Can confirm, in college I mostly partied and screwed around, but thanks to years of practice at procrastination I had by then developed the skill of throwing anything together at the last minute. So I could go to the library after dinner the night before a paper was due, find the right shelf, grab a handful of books and write a rough draft of an essay in couple hours. Back in the dorm by 10pm, I would make some edits, type it up (this was in the typewriter era), and turn it in on time for at least a B. But like I said, this was after years of putting off assignments in elementary and high school. Turns out this is an extremely valuable skill in office environments, where due to poor planning there's frequently some crisis that has to be solved ASAFP. People who can come through with decent work under completely unrealistic deadline pressure become all-stars. LPT: if you're actually doing that and not getting the credit and rewards you deserve, move somewhere else - you've valuable.
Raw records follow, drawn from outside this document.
PR #5670, opened 2026-07-12
fix(parser): split "... and flip a coin" so choose-source + flip parse (#5601)

### LINKED ISSUE #5601: Desperate Gambit: lose-branch prevention binds SelfRef instead of ChosenDamageSource (repair pass fires 0/35,396)

mike-theDude:
## Summary

Fixes #5601. Desperate Gambit's real Oracle text joins the choose-source step to the coin flip with a bare `" and "`:

> **Choose a source you control and flip a coin.** If you win the flip, the next time that source would deal damage this turn, it deals double that damage instead. If you lose the flip, the next time it would deal damage this turn, prevent that damage.

The clause splitter's `starts_bare_and_clause_lower` allow-list had no `flip` clause-starter arm, so the whole leading sentence stayed **one** clause. The damage-source candidate parser then rejected the trailing `"and flip a coin"` and the clause collapsed to `TargetOnly { Any }` — with three downstream failures:

1. **`ChooseDamageSource` was dropped**, so `ChosenDamageSource` had nothing to bind at resolution (the *win* branch was broken at runtime too, not just the lose branch).
2. **The coin-flip anchor was swallowed**, so the win/lose conditionals became **two separate `FlipCoin`s** (CR 705.1 — one flip).
3. The lose branch's bare `"it"` stayed `SelfRef`, because `thread_chosen_damage_source_into_oneshot_effects`'s gate never matched (no `ChooseDamageSource` def in the chain — this is why the issue observed the repair pass firing 0/35,396).

## Fix

Add a `flip <count> coin[s]` bare-and clause starter (**CR 705.1**) via `starts_flip_coin_clause_lower`. It **requires the `"coin"`/`"coins"` noun**, mirroring the `FlipCoin`/`FlipCoins` leaf parser (`try_parse_flip_n_coins`), so it never bisects the **CR 710.4** permanent-flip mechanic (`"flip <permanent>"`, the Kamigawa double-faced flip cards). `parse_count_expr` accepts the printed count forms (`a`/`two`/`X`/`that many`), keeping the split general across the whole coin-flip class rather than special-casing one card.

The split restores `"choose a source you control"` → `ChooseDamageSource` and `"flip a coin"` → a single `FlipCoin`, which lets the existing anaphor-repair pass bind the lose branch to `ChosenDamageSource`.

## Tests

- `bare_and_splits_choose_source_and_flip_a_coin` — building-block: the clause splits into two chunks.
- `bare_and_keeps_permanent_flip_conjunct` — negative: `"... and flip ~"` (permanent flip) does **not** split.
- `desperate_gambit_lose_branch_threads_chosen_damage_source` — rewritten to the real single-sentence wording; asserts `ChooseDamageSource` presence, exactly one `FlipCoin`, and both branches bound to `ChosenDamageSource`.

## Verification

`cargo fmt --check` ✅ · `cargo clippy -p engine --lib --tests -D warnings` ✅ · parser-combinator gate ✅ · 354 targeted + coin-flip/sequence/swallow_check regression tests ✅

### DIFF
--- a/crates/engine/src/parser/oracle_effect/imperative.rs
+++ b/crates/engine/src/parser/oracle_effect/imperative.rs
@@ -16697,51 +16697,103 @@ mod tests {
         }
     }
 
-    /// CR 609.7a + CR 705: Desperate Gambit's lose branch bare "it" must thread
-    /// `ChosenDamageSource` when the chain opens with `ChooseDamageSource`.
+    /// CR 705.1 + CR 609.7a + CR 608.2c: Desperate Gambit's real Oracle wording
+    /// joins the "choose a source" step to "flip a coin" with a bare " and "
+    /// ("Choose a source you control and flip a coin."). The clause splitter must
+    /// treat "flip a coin" as an independent instruction so the head parses as
+    /// `ChooseDamageSource` (not `TargetOnly { Any }`), the flip becomes a single
+    /// consolidated `FlipCoin`, and both coin-flip branches bind the chosen
+    /// source — the win branch via "that source" and the lose branch via the
+    /// `thread_chosen_damage_source_into_oneshot_effects` anaphor repair (issue
+    /// #5601). The pre-fix parse dropped the choose step, split the flip into two
+    /// `FlipCoin`s, and left the lose branch pointed at `SelfRef`.
     #[test]
     fn desperate_gambit_lose_branch_threads_chosen_damage_source() {
         use crate::parser::oracle_effect::parse_effect_chain;
 
-        fn find_flip_coin(def: &AbilityDefinition) -> Option<&Effect> {
-            if matches!(&*def.effect, Effect::FlipCoin { .. }) {
-                return Some(&def.effect);
+        fn collect_effects<'a>(def: &'a AbilityDefinition, out: &mut Vec<&'a Effect>) {
+            out.push(&def.effect);
+            if let Effect::FlipCoin {
+                win_effect,
+                lose_effect,
+                ..
+            } = &*def.effect
+            {
+                if let Some(win) = win_effect.as_deref() {
+                    collect_effects(win, out);
+                }
+                if let Some(lose) = lose_effect.as_deref() {
+                    collect_effects(lose, out);
+                }
             }
-            def.sub_ability
-                .as_deref()
-                .and_then(find_flip_coin)
-                .or_else(|| def.else_ability.as_deref().and_then(find_flip_coin))
+            if let Some(sub) = def.sub_ability.as_deref() {
+                collect_effects(sub, out);
+            }
+            if let Some(else_def) = def.else_ability.as_deref() {
+                collect_effects(else_def, out);
+            }
         }
 
-        let text = "Choose a source you control. Flip a coin. If you win the flip, \
+        // Real Scryfall Oracle text: single sentence joining choose + flip with
+        // " and ", verified against the printed card.
+        let text = "Choose a source you control and flip a coin. If you win the flip, \
             the next time that source would deal damage this turn, it deals double that damage instead. \
             If you lose the flip, the next time it would deal damage this turn, prevent that damage.";
         let def = parse_effect_chain(text, AbilityKind::Spell);
-        let flip = find_flip_coin(&def).expect("expected FlipCoin in chain");
+
+        let mut effects = Vec::new();
+        collect_effects(&def, &mut effects);
+
+        // The "choose a source you control" step must survive as a real
+        // ChooseDamageSource — without it, ChosenDamageSource has nothing to bind
+        // to at resolution and both branches are inert.
+        assert!(
+            effects
+                .iter()
+                .any(|e| matches!(e, Effect::ChooseDamageSource { .. })),
+            "expected a ChooseDamageSource effect in the chain, got {effects:#?}"
+        );
+
+        // CR 705.1: exactly one coin flip — not two.
+        let flips: Vec<&Effect> = effects
+            .iter()
+            .copied()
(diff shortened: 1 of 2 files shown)


matthewevans:
**Closing — #5601 was already fixed by #5634, which merged this morning. You lost a race, and that is on our timing, not on your work.**

Your commit is dated `2026-07-12T02:47Z`. #5634 merged at `06:18Z` as `6ce54761f6` and closed #5601. Your branch now conflicts with `main` precisely because #5634 rewrote the same seam.

I verified the premise live rather than assuming it, and `main` already carries both of the things this PR fixes:

- **`desperate_gambit_choose_source_you_control_lowers_to_choose_damage_source`** (`oracle_effect/imperative.rs:16673`) — pins that the " and "-joined head lowers to `Effect::ChooseDamageSource` rather than a bare `TargetOnly { Any }`.
- **`desperate_gambit_shipped_text_threads_chosen_damage_source_both_branches`** (`imperative.rs:16761`) — drives the **verbatim shipped Oracle text** ("Choose a source you control **and** flip a coin.") through **`parse_oracle_text`**, the entry point `database::synthesis` actually uses to build `card-data.json`, and asserts both the win and lose branches bind `ChosenDamageSource`.

That second test is the one that makes yours redundant: it exercises the real card pipeline on the real printed text, so it cannot go green while Desperate Gambit is broken. Your version drives `parse_effect_chain` — the standalone entry point, which the shipped card never takes — so `main`'s coverage is strictly stronger here. Worth internalizing for future parser work: **prefer `parse_oracle_text` over `parse_effect_chain` in tests**, because only the former proves the card is fixed.

No defect recorded against you. Diagnosing the " and "-join as the reason the choose step was being dropped was exactly the right read — #5634 reached the same conclusion independently, and got there first.

If you want a follow-up with real value: #5652 and the coverage blind spot I'm filing alongside it are both open and unclaimed.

People who can come through with decent work under completely unrealistic deadline pressure become all-stars.
I did this for my last company. We were about to lose our biggest client because we (not including me) had agreed to an impossible deadline to deliver a piece of software for them. I spent two weeks basically living at work and we (meaning mostly I) were able to deliver a bare-minimum product on time and keep our contract with the client alive. This kept our company intact long enough for us to be acquired by a major west coast tech giant - at which point I was rewarded with a layoff notice, while my bosses got millions in stock grants. I got a severance which was basically equal to what I would have been eligible to get from unemployment, which meant I didn't get any unemployment but at least I didn't have to pretend to look for work for six months.
I did it with no illusions about what my reward might or might not be. I just don't like being involved in any way with project failures.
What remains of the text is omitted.